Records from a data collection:
== Segment start ==

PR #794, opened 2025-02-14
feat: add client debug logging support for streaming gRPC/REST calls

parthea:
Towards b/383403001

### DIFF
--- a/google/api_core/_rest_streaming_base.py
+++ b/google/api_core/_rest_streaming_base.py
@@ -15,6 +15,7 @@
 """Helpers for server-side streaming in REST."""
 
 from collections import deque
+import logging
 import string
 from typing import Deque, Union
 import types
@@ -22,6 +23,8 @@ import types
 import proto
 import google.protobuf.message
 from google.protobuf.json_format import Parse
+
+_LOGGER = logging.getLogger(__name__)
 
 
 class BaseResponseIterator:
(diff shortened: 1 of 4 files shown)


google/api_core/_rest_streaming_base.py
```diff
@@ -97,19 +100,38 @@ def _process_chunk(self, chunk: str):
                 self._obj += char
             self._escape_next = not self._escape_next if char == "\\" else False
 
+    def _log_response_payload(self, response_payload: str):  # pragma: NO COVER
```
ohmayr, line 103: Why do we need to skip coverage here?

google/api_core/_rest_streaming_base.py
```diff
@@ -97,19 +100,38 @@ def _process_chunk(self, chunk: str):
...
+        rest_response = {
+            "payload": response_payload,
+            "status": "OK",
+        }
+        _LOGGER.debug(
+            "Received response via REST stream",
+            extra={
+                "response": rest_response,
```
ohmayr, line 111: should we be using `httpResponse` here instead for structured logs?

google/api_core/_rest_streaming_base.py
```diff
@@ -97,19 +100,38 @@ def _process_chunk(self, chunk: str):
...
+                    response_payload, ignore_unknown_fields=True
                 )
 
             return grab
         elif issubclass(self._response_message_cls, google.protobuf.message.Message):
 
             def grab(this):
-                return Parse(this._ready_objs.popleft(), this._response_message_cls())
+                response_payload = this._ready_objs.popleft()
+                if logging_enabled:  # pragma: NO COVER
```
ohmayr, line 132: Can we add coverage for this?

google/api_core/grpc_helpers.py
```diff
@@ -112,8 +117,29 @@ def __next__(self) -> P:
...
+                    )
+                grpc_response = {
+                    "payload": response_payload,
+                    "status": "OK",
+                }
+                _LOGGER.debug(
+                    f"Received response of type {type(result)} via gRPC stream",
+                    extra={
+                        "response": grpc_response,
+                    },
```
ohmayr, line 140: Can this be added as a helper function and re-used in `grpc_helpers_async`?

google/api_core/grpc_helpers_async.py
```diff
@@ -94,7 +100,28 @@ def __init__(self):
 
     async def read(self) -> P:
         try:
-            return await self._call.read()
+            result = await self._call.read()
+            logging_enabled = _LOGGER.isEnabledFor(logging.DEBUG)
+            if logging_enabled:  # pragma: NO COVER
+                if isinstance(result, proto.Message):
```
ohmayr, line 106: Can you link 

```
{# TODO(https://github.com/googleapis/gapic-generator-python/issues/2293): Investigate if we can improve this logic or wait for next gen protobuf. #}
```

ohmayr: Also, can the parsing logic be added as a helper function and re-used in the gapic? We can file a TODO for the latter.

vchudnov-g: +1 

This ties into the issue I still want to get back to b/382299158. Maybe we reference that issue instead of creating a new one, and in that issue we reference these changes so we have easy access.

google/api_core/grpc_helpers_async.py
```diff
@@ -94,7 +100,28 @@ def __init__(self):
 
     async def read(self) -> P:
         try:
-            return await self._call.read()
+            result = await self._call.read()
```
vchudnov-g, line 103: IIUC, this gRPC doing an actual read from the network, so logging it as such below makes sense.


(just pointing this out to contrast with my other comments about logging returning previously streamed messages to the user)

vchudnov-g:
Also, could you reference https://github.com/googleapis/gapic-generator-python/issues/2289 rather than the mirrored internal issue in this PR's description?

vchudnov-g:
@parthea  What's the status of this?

== Segment end ==
== Segment start ==

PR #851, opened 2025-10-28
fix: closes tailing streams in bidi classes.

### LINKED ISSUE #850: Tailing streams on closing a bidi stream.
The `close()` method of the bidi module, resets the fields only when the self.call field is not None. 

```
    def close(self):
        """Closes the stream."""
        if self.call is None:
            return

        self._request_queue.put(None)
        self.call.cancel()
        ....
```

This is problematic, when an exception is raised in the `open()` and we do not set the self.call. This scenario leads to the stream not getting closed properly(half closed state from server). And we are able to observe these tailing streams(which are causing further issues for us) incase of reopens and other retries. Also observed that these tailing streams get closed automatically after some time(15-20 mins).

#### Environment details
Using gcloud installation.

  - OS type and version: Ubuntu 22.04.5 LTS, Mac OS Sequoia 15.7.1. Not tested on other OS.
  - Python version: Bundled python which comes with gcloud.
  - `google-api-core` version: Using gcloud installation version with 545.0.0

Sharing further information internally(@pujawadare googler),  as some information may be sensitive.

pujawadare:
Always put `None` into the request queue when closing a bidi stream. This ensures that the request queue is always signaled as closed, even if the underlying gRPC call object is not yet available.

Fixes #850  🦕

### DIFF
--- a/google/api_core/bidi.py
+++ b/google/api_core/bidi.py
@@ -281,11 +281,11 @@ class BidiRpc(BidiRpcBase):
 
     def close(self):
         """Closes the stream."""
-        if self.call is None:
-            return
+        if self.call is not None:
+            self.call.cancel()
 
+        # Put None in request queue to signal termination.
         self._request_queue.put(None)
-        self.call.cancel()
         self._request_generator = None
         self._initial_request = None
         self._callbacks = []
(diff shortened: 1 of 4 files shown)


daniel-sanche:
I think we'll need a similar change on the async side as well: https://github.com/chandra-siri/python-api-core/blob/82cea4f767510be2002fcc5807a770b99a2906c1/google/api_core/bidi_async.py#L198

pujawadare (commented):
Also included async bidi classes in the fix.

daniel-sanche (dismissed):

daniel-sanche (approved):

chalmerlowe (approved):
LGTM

== Segment end ==
== Segment start ==

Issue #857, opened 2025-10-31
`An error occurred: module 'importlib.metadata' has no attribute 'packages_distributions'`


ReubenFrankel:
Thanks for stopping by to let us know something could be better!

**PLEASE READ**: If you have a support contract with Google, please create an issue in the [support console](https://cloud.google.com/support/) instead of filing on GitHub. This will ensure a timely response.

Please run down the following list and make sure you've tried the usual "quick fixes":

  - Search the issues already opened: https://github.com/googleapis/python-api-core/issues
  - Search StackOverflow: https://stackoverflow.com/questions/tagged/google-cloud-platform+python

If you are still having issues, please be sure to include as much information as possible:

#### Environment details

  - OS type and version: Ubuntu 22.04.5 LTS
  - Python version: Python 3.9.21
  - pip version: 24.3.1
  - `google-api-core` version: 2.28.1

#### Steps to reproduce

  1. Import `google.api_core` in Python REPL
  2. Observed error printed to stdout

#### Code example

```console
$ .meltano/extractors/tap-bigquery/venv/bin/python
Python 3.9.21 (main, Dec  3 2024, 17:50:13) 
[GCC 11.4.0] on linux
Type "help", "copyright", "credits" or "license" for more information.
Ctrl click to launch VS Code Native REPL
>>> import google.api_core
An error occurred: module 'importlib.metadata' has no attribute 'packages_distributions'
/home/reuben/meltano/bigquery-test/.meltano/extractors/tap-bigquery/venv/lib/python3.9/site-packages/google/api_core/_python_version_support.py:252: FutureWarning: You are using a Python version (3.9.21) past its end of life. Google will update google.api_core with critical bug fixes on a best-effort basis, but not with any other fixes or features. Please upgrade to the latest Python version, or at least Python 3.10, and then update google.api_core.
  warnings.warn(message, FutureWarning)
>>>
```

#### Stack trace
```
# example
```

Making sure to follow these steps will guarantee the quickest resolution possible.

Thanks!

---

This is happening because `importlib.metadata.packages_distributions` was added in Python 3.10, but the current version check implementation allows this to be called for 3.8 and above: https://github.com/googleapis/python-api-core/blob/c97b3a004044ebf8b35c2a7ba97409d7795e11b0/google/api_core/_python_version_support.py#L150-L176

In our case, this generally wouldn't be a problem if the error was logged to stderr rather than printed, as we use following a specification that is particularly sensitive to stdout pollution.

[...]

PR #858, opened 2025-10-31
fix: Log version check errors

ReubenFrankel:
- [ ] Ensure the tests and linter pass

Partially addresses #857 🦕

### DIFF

== Segment end ==

> [GOAL OF THE EXERCISE]: Check each line above for the word "parthea", and copy the lines where it appears.

> [RESPONSE]:
parthea:
@parthea  What's the status of this?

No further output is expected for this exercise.